After a five-year period where Congress, the financial community and many multinational corporations have elongated the Great Recession by either doing nothing, hoarding cash or both, I think more than a few consumers out there now realize that we need small, local independent businesses more than ever.

Local independents, entrepreneurs in the best sense, not only provide the service few national chains can, but they pay their fair share of taxes and maintain and create good-paying jobs in many communities across the country.

I dare say that more should be done, as a matter of economic policy, to support independent retailers and small businesses in particular. It has been proven over and over again that they are the lifeblood of local, state and national economies.

If you can’t create good-paying jobs that are relatively stable, I don’t care how wonderful OLED, Ultra HD or the newest French door refrigerators are; few people will be able to afford to buy them.

And if you’re waiting for a U.S.-founded and now multinational corporation to pay its fair share of taxes and actually create more, well-paying jobs in this country, well, I have a bridge I can sell you back here in Brooklyn.

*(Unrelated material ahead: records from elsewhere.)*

PR #161, opened 2021-06-23
Yrob/#ab5522 separate id from url

Yrob:
API path en de ID property van datasets moeten onafhankelijk zijn om meerdere datasets met dezelfde naam te ondersteunen.
Daarom is aan de datasets het verplichte veld path toegevoegd.


src/schematools/contrib/django/models.py
```diff
@@ -238,12 +245,11 @@ def name_from_schema(cls, schema: DatasetSchema) -> str:
     def create_for_schema(cls, schema: DatasetSchema) -> Dataset:
         """Create the schema based on the Amsterdam Schema JSON input"""
         name = cls.name_from_schema(schema)
-
         return cls.objects.create(
             name=name,
             schema_data=schema.json_data(),
             auth=_serialize_claims(schema),
-            url_prefix=schema.url_prefix,
```
ngaranko, line 246: There's whole set of logic for `url_prefix` ;)
Like this one: https://github.com/Amsterdam/schema-tools/blob/0f499b3d422dfeaa66e90565c9e235efc9dcd288/src/schematools/utils.py#L83-L85

src/schematools/types.py
```diff
@@ -110,9 +110,9 @@ def license(self) -> Optional[str]:
         return self.get("license")
 
     @property
-    def url_prefix(self) -> str:
-        """Dataset URL prefix"""
-        return self.get("url_prefix", "")
+    def path(self) -> str:
+        """Dataset URL path"""
+        return self.get("path", "")
```
ngaranko, line 115: Would not it be better to set path default to `id`? Then we won't need extra mandatory parameter in schemas, that in 99% of cases is equal to ID.

Yrob: Wouldnt that be tricky with maintaining uniqueness? If some dataset_a.path == dataset_b.id

Yrob: I thought about parsing path from id. So id would be something like "haalcentraal__brk" and we could just convert that to "haalcentraal/brk" But then you might run into the 63 length limit for tables.

ngaranko: But that's same story as we have now with `path` specified on all schemas, isn't it? 

Migration in this PR uses `id` as `path` and in cases where Dataset needs to "cover" another id with url - developers can set `path` on one or both datasets in order to achieve desired result.

ngaranko: >I thought about parsing path from id. So id would be something like "haalcentraal__brk" and we could just convert that to "haalcentraal/brk" But then you might run into the 63 length limit for tables

In addition to 63 chars limits it will produce whole set of annoying snake_case to camelCase issues. :)

What I meant by path - is to make it default to id, but allow schemas to define path if needed. Hope this makes my comment a little bit more clear.

PR #164, opened 2021-06-30
Yrob/#ab5522 separate id from url

Yrob:
De datset ID moet worden losgekoppeld van het URL path. Zodat meerdere datasets met gelijke namen op verschillende paden mogelijk zijn. Api path wordt gebaseerd op het path binnen de objectstore.

De path property is toegevoegd aan het Dataset model. Het path wordt bij importeren afgeleid uit de path in de objectstore en toegevoegd aan de Dataset. Daarnaast worden  dataset tabellen in losse bestanden nu ondersteund door de importer, zodat versioned tabellen mogelijk blijven.


src/schematools/contrib/django/migrations/0011_auto_20210623_1135.py
```diff
@@ -0,0 +1,51 @@
...
+        migrations.RemoveField(
+            model_name="dataset",
+            name="url_prefix",
+        ),
+        migrations.AddField(
+            model_name="dataset",
+            name="path",
+            field=models.CharField(
+                null=True,
+                max_length=250,
```
gkoller, line 37: `path` is defined to be of type `string` with format `uri-reference` right? 

Can't seem to find the definition in `amsterdam-schema` now , but I did not recall a `maxLength` to be defined on that type. Hence there should **not** be one here either. I would suggest changing the field to `TextField` and **not** specifying a `max_length`

src/schematools/contrib/django/models.py
```diff
@@ -203,7 +208,9 @@ class Dataset(models.Model):
     enable_api = models.BooleanField(default=True)
     enable_db = models.BooleanField(default=True)
     endpoint_url = models.URLField(blank=True, null=True)
-    url_prefix = models.CharField(max_length=100, blank=True, validators=[URLPathValidator()])
+    path = models.CharField(
```
gkoller, line 211: `TextField`? See: https://github.com/Amsterdam/schema-tools/pull/164/files#r661758818

src/schematools/models.py
```diff
@@ -10,6 +10,7 @@
 class Dataset(Base):
     __tablename__ = "ams_schema_dataset"
     id = Column(String, primary_key=True)
+    path = Column(String)
```
gkoller, line 13: Here there is no length specified. This effectively boils down to the `TEXT` PostgreSQL type. So we now have two different definition for `path`:
- Django -> 250 -> `VARCHAR(250)
- SQLAlchemy -> unspecified -> `VARCHAR` -> `TEXT`

The SQLAlchemy one seems to match what I remember from the spec (when I could found it in the spec)

tests/conftest.py
```diff
@@ -132,13 +132,17 @@ def schemas_mock(requests_mock: Mocker, schema_url):
...
     # `requests_mock` is a fixture from the requests_mock package
-    afvalwegingen_json = HERE / "files" / "afvalwegingen.json"
-    requests_mock.get(
-        f"{schema_url}index.json", json={"afvalwegingen": "afvalwegingen/afvalwegingen"}
-    )
-    with open(afvalwegingen_json, "rb") as fh:
+    AFVALWEGINGEN_JSON = HERE / "files" / "afvalwegingen_sep_table.json"
+    CLUSTERS_JSON = HERE / "files" / "afvalwegingen_clusters-table.json"
+    requests_mock.get(f"{schema_url}index.json", json={"afvalwegingen": "afvalwegingen"})
+    with open(AFVALWEGINGEN_JSON, "rb") as fh:
```
gkoller, line 138: The constant `AFVALWEGINGEN_JSON` suggests it concerns a JSON file. JSON is text-based. The file is opened in binary though. Why?

tests/conftest.py
```diff
@@ -132,13 +132,17 @@ def schemas_mock(requests_mock: Mocker, schema_url):
...
         requests_mock.get(
-            f"{schema_url}afvalwegingen/afvalwegingen",
+            f"{schema_url}afvalwegingen/dataset",
+            content=fh.read(),
+        )
+    with open(CLUSTERS_JSON, "rb") as fh:
```
gkoller, line 143: See issue as in https://github.com/Amsterdam/schema-tools/pull/164/files#r661767350

tests/conftest.py
```diff
@@ -132,13 +132,17 @@ def schemas_mock(requests_mock: Mocker, schema_url):
...
     """
     # `requests_mock` is a fixture from the requests_mock package
-    afvalwegingen_json = HERE / "files" / "afvalwegingen.json"
-    requests_mock.get(
-        f"{schema_url}index.json", json={"afvalwegingen": "afvalwegingen/afvalwegingen"}
-    )
-    with open(afvalwegingen_json, "rb") as fh:
+    AFVALWEGINGEN_JSON = HERE / "files" / "afvalwegingen_sep_table.json"
+    CLUSTERS_JSON = HERE / "files" / "afvalwegingen_clusters-table.json"
+    requests_mock.get(f"{schema_url}index.json", json={"afvalwegingen": "afvalwegingen"})
```
gkoller, line 137: Change `conftest.schema_url` to return an `URL` and then this can become:
```python
requests_mock.get(schema_url / "index.json", ....
```

tests/conftest.py
```diff
@@ -132,13 +132,17 @@ def schemas_mock(requests_mock: Mocker, schema_url):
...
+    with open(AFVALWEGINGEN_JSON, "rb") as fh:
         requests_mock.get(
-            f"{schema_url}afvalwegingen/afvalwegingen",
+            f"{schema_url}afvalwegingen/dataset",
```
gkoller, line 140: See also https://github.com/Amsterdam/schema-tools/pull/164/files#r661769631

```python
schema_url / "afvalwegingen/dataset"
```

tests/conftest.py
Yrob: Requests_mock.get slikt alleen binary data.

src/schematools/contrib/django/migrations/0011_auto_20210623_1135.py
Yrob: its no longer defined in amsterdam-schema, but equal to the path in the objectstore. This is a relic from the earlier version where it was defined in the schema. Forgot to change it. Good catch

tests/conftest.py
Yrob: good one, will do.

Knock said in our talk that after a distinguished career on the major appliance vendor side, “it is my time to give back [to this industry] and share my expertise to help our independent retailers.”

That’s a sentiment I heartily agree with. Independent retailers are doing their share. But a heck of a lot more can and should be done by our elected leaders, with plenty of prodding from all of us to back small businesses of all types.